>>>>

PR #1676, opened 2024-01-07
Implement Enumerator.produce

herwinw:
Why have I never heard of this method before? This looks like an amazing generator.

### DIFF
--- a/src/enumerator.rb
+++ b/src/enumerator.rb
@@ -38,6 +38,20 @@ class Enumerator
     end
   end
 
+  def self.produce(*values, &block)
+    if values.size > 1
+      raise ArgumentError, "wrong number of arguments (given #{values.size}, expected 0..1)"
+    end
+
+    new do |yielder|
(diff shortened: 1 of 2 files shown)


seven1m (approved):

src/enumerator.rb
```diff
@@ -38,6 +38,20 @@ def to_proc
...
   end
 
+  def self.produce(*values, &block)
+    if values.size > 1
+      raise ArgumentError, "wrong number of arguments (given #{values.size}, expected 0..1)"
+    end
+
+    new do |yielder|
+      value = values.empty? ? block.call(nil) : values.first
+      while true
```
seven1m, line 48: We could use `loop do` here.

herwinw: Maybe I'm just out of the loop (har har) regarding best practices, but those look pretty much like synonyms to me.

seven1m: Someday we can optimize away the truthyness check, then you'd be correct.

PR #1682, opened 2024-01-09
Add Thread local variables

herwinw:
And extended the specs for those a bit, I'll try to push them upstream later today.


seven1m (approved):
Nice!

herwinw:
For completeness (or closure): https://github.com/ruby/spec/pull/1127 has the upstream specs

PR #1685, opened 2024-01-09
Remove local tests for Thread variables

herwinw:
They crash on Mac. For now the best course of action is just to remove them. The additions to the specs have been proposed as an upstream Pull Request, we should probably wait for them to get accepted before we change anything related to this code.


seven1m:
I'm working on the thread bugs in #1674, where the macos build is currently passing. 🎉 

I'm fine with removing these, but I'm also fine with just ignoring CI errors for threads on macos for now. I'll get it all working eventually. 😅

seven1m (approved):

PR #1696, opened 2024-01-21
Fix missing return check on write() call (and fix missing warning in debug mode)

### LINKED ISSUE #1689: Compiler warning in release mode
```
src/thread_object.cpp:658:12: warning: ignoring return value of ‘ssize_t write(int, const void*, size_t)’

 declared with attribute ‘warn_unused_result’ [-Wunused-result]                                          
  658 |     ::write(s_interrupt_write_fileno, "!", 1);                                                   
      |     ~~~~~~~^~~~~~~~~~~~~~~~~~~~~~~~~~~~~~~~~~
```

We should be seeing that in debug mode too, so maybe we need to enable `-Wunused-result`?

seven1m:
Fixes #1689

### DIFF
--- a/lib/natalie/compiler/flags.rb
+++ b/lib/natalie/compiler/flags.rb
@@ -10,6 +10,7 @@ module Natalie
 
       DEBUG_FLAGS = %w[
         -pthread
+        -Og
         -g
         -Wall
         -Wextra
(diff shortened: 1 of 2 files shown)


seven1m:
Dang that optimization level shows the warning, but it also triggers other bugs. Closing for now.

PR #2490, opened 2025-01-11
Optimizations in Array#[]=

herwinw:
Use more concat and move instructions.


herwinw:
This looks like there are more use cases for a `Vector::concat_slice` than I originally thought. I might try to add that to the TM lib tomorrow to remove more loops in this code.

seven1m (approved):

PR #2496, opened 2025-01-12
Fix be_an_instance_of behaviour in specs

herwinw:
This one was aliased to be_kind_of, but in this case we do not want subclasses to match.


seven1m (approved):

seven1m:
Haha this looks like a can of worms you opened 🫣

herwinw:
> Haha this looks like a can of worms you opened 🫣

Yes, this is going to take a while before I've got everything fixed.
The good news is that it's mostly just removing a line of code per fix.

herwinw:
I'm surprised by the amount of unrelated bugs I'm fixing now. Take for instance this code:
```ruby
idx = +"el"
x = "hello"[idx]
x << "0"
p idx
```
Natalie did not make a copy of the return value of `"hello"[idx]`, so the output of MRI was "el", but Natalie printed "el0"

seven1m:
I'm on mobile and cannot look... should we change the copy constructors for various classes (String, Array, etc.) to *not* copy the class? Or is there still use for the copy constructors as-is?

herwinw:
> I'm on mobile and cannot look... should we change the copy constructors for various classes (String, Array, etc.) to _not_ copy the class? Or is there still use for the copy constructors as-is?

Not sure, I think they're still in use. We could probably just try it with the constructors removed (or altered to not copy the class object) and see what breaks.

seven1m (approved):

PR #2498, opened 2025-01-12
Be instance of spec alt

herwinw:
Attempt at an alternate solution for  #2496. This MR is just to see what the CI finds.
Not all failures use the updated code path, so a few issues will fail.

### DIFF
--- a/include/natalie/array_object.hpp
+++ b/include/natalie/array_object.hpp
@@ -31,7 +31,7 @@ public:
     ArrayObject(std::initializer_list<Value> list);
 
     ArrayObject(const ArrayObject &other)
-        : Object { other }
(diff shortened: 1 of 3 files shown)


herwinw:
Looks like this breaks the behaviour of clone (and probably dup too)
```
Array#clone
  returns an Array or a subclass instance
    [1, 2] (Array) should be an instance of ArraySpecs::MyArray
    (/natalie/spec/core/array/shared/clone.rb:4:in 'block in block in block')
4 spec(s) passed.
1 spec(s) failed.
0 spec(s) errored.
 FAIL ruby/spec::spec/core/array/clone_spec.rb#test_0001_passes all specs (560.13s)
```

seven1m:
OK thanks for trying

PR #2507, opened 2025-01-16
Cleanups for regexp encoding

herwinw:
This makes it easier to add other encodings.


herwinw:
This started as an attempt to add binary encoding (the `/n` flag), but that one needs some more work

PR #2508, opened 2025-01-17
Import mspec tests to run our spec code

herwinw:
After the recent fixes in  #2496, where we were using the wrong method to run a certain spec, I noticed that the upstream mspec repo contained specs for mspec. The code uses rspec to run the mspec specs (yes, this sentence reads terrible).

This is a very early attempt to import these specs and run our spec runner through it. For now, it just runs a single test, and it needs a wrapper that changes like 90% of the test itself to make it compatible.

I will try some more things, but this might just end up with me abandoning it.


herwinw:
I guess the intention of this change has shifted a bit when I was working on it. Since the internal interface of our specs runner is incompatible with the upstream one, just trying to import everything is a bad idea. Instead, I just started with importing the specs for a single matcher, and refactored the code until we could use the upstream matcher. Then it turned into a change to import the upstream mspec code.
The end goal is to slowly replace our spec runner with the upstream mspec code.

herwinw:
The specs for the matrix gem include a custom matcher. I updated that one in the checkout to match our spec runner, but the nightly tests use a clean specs checkout and those still fail. So I guess I've found some motivation to finish this.

PR #2519, opened 2025-01-23
Move is_integer() to Value

seven1m:
This PR started out by moving `Object::is_integer()` to `Value::is_integer()` as we want to stop hydrating integers. Following from that was a bunch of work to make certain member functions into static functions that can accept a `Value` instead of needing a full `Object`.

This will continue in the next few PRs until I can fully get rid of the `Object::Type::Integer` enum value, as all integers will be only Values.


src/value.cpp
```diff
@@ -189,14 +189,59 @@ Integer &Value::integer() {
...
+            if (val >= (LONG_MIN >> 1) && val <= (LONG_MAX >> 1))
+                return left_shift_with_undefined_behavior(val, 1) | 1;
+        } else {
+            return reinterpret_cast<nat_int_t>(i.bigint_pointer());
+        }
+    }
+
+    if (m_type == Type::Double) {
+        // FIXME: This is scuffed, but gets the tests passing.
+        return 1;
```
seven1m, line 236: I'm ashamed of this, but I plan to fix this up Real Soon Now™.

seven1m:
The spec failure was a timeout in a `threadgroup` spec. I'll increase the timeout for that in the next PR.

PR #2521, opened 2025-01-23
Remove Integer allocations in comparisons in Time

herwinw:
This is just some low hanging fruit. All the other int allocations in this file look to be related to Rational, which will need an overhaul before we can get rid of those.


seven1m:
I so happen to be working on Rational now! 🎉

PR #2524, opened 2025-01-24
Add ObjectType::Collected

herwinw:
The old version marked garbage collected objects with Nil, which can be very confusing when trying to track down a bug.

For a bit of context: I've been working on [define_finalizer](https://ruby-doc.org/3.4.1/ObjectSpace.html#method-c-define_finalizer) and ran into a bug where one of the objects got GC'd, but that took way too long to figure out because inspecting the structure with GDB showed `Nil`.

### DIFF
--- a/include/natalie/object.hpp
+++ b/include/natalie/object.hpp
@@ -92,7 +92,7 @@ public:
     }
 
     virtual ~Object() override {
-        m_type = ObjectType::Nil;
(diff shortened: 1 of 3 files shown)


seven1m (approved):
What a great idea! Cannot tell you how much time I have lost investigating collected objects. 😅

herwinw:
Good to hear that I'm not the only one ;)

<<<<

* About this exercise *
For each line of the listing that holds the word "call", show that line.

* Answer *
+      value = values.empty? ? block.call(nil) : values.first
Fix missing return check on write() call (and fix missing warning in debug mode)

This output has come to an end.